*** Opening of RECORDS SHOWN ***
Issue #2940, opened 2026-05-03
Matter Lock: modular reprofiling should run when the target profile changes, not only when optional capabilities change


ldeora:
## Summary

The `new-matter-lock` sub-driver can detect that a Matter lock supports the DoorLock `UNBOLT` feature and correctly emits:

```json
"supportedLockValues": ["locked", "unlocked", "unlatched", "not fully locked"],
"supportedLockCommands": ["lock", "unlock", "unlatch"]
```

However, the device may still remain on a profile that does not expose the `unlatch` UI, because `match_profile_modular()` only calls `try_update_metadata()` when the optional capability list changes.

This means a device can have the correct capability state, but the SmartThings app does not show the unlatch feature because the profile was not updated.

## Tested with a real device

This was tested with a real Nuki Smart Lock Ultra.

With the current behavior, the device reported `unlatch` support in component status, but the SmartThings app did not show the unlatch control because the device remained on the non-unlatch profile.

After applying the proposed reprofiling fix locally, the same real device successfully migrated to:

```text
lock-modular-embedded-unlatch
```

The SmartThings app then showed the unlatch feature as expected.

## Observed behavior

Tested with a Nuki Smart Lock Ultra using the Matter Lock driver.

The device initially used a non-unlatch fallback profile. The driver detected `UNBOLT` and emitted:

```json
"supportedLockCommands": ["lock", "unlock", "unlatch"]
```

but the app did not show the unlatch feature until the profile was actually changed to:

```text
lock-modular-embedded-unlatch
```

The key difference was that `try_update_metadata()` did not run when only the target profile name changed.

## Current code pattern

In `drivers/SmartThings/matter-lock/src/new-matter-lock/init.lua`, `match_profile_modular()` determines the correct modular profile name:

```lua
modular_profile_name = "lock-modular-embedded-unlatch"
```

when `DoorLock.types.Feature.UNBOLT` is supported.

But the metadata update is gated only by:

```lua
if lock_utils.optional_capabilities_list_changed(enabled_optional_component_capability_pairs, device.profile.components) then
  device:try_update_metadata({
    profile = modular_profile_name,
    optional_component_capabilities = enabled_optional_component_capability_pairs
  })
end
```

[...]

PR #2945, opened 2026-05-04
Matter Lock: Re-profile a Lock if it requires an unlatch embedded config

hcarter-775:
# Description of Change
Issue reported: https://github.com/SmartThingsCommunity/SmartThingsEdgeDrivers/issues/2940

In latest production release last week, a profiling bug related to a subset of Nuki devices supporting UNLATCH was introduced which led the embedded config for these devices to not be exposed, since the capabilities may not have explicitly changed, though their fingerprints did not initially include the unlatch embedded configs.

# Summary of Completed Tests
New unit test added to match the Nuki Ultra Lock profiling behavior.

### DIFF
--- a/drivers/SmartThings/matter-lock/src/test/test_matter_lock_modular.lua
+++ b/drivers/SmartThings/matter-lock/src/test/test_matter_lock_modular.lua
@@ -627,8 +627,8 @@ test.register_coroutine_test(
 local mock_nuki_smart_lock_ultra = test.mock_device.build_test_matter_device({
   profile = t_utils.get_profile_definition("lock-nocodes-notamper.yml"),
   manufacturer_info = {
-    vendor_id = 0x115f,
-    product_id = 0x2802,
+    vendor_id = 0x135D,
+    product_id = 0x00A1,
   },
   endpoints = {
     {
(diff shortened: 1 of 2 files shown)


drivers/SmartThings/matter-lock/src/test/test_matter_lock_modular.lua
```diff
@@ -623,4 +623,77 @@ test.register_coroutine_test(
   }
 )
 
+
+local mock_nuki_smart_lock_ultra = test.mock_device.build_test_matter_device({
+  profile = t_utils.get_profile_definition("lock-nocodes-notamper.yml"),
+  manufacturer_info = {
```
ldeora, line 629: This is for an Aqara lock.

```suggestion
  manufacturer_info = {
    vendor_id = 0x135D,
    product_id = 0x00A1,
  }
```

Because the mock device is called Nuki Smart Lock Ultra.
Yes, I'm pedantic.

ldeora:
Tested it with a real device (while not being at home! No risk, no fun!) and it works.

drivers/SmartThings/matter-lock/src/test/test_matter_lock_modular.lua
hcarter-775: Ah, good catch! Did a bad copy-paste job on my part (:

ctowns (approved):
Thank you @hcarter-775 and @ldeora!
*** Close of RECORDS SHOWN ***
*ACTIVITY*.
Once you have found every line above holding the word "nocodes", copy those lines.

*EXERCISE RESPONSE*.
   profile = t_utils.get_profile_definition("lock-nocodes-notamper.yml"),
+  profile = t_utils.get_profile_definition("lock-nocodes-notamper.yml"),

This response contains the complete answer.